What you have to do: At the line containing "We should continue", begin retyping, and continue word for word until the records below run out.

Stored items
# # # # # # #
PR #4060, opened 2024-06-06
refactor: migrate wasm CLI to v2

### LINKED ISSUE #4021: Use new APIs for `wasm run`
Use new APIs when handling `bacalhau wasm run`. There shouldn't be any user visible change with this PR, and the CLI flags should not be changed.

We should continue to support old flag names to avoid breaking existing jobs and examples in a single release. Though only new flag names should be printed when calling `bacalhau wasm run --help`

frrist:
- closes #4021


frrist:
@coderabbitai /review

wdbaruni (approved):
# # # # # # #
Solution to this exercise:
We should continue to support old flag names to avoid breaking existing jobs and examples in a single release. Though only new flag names should be printed when calling `bacalhau wasm run --help`

frrist:
- closes #4021


frrist:
@coderabbitai /review

wdbaruni (approved):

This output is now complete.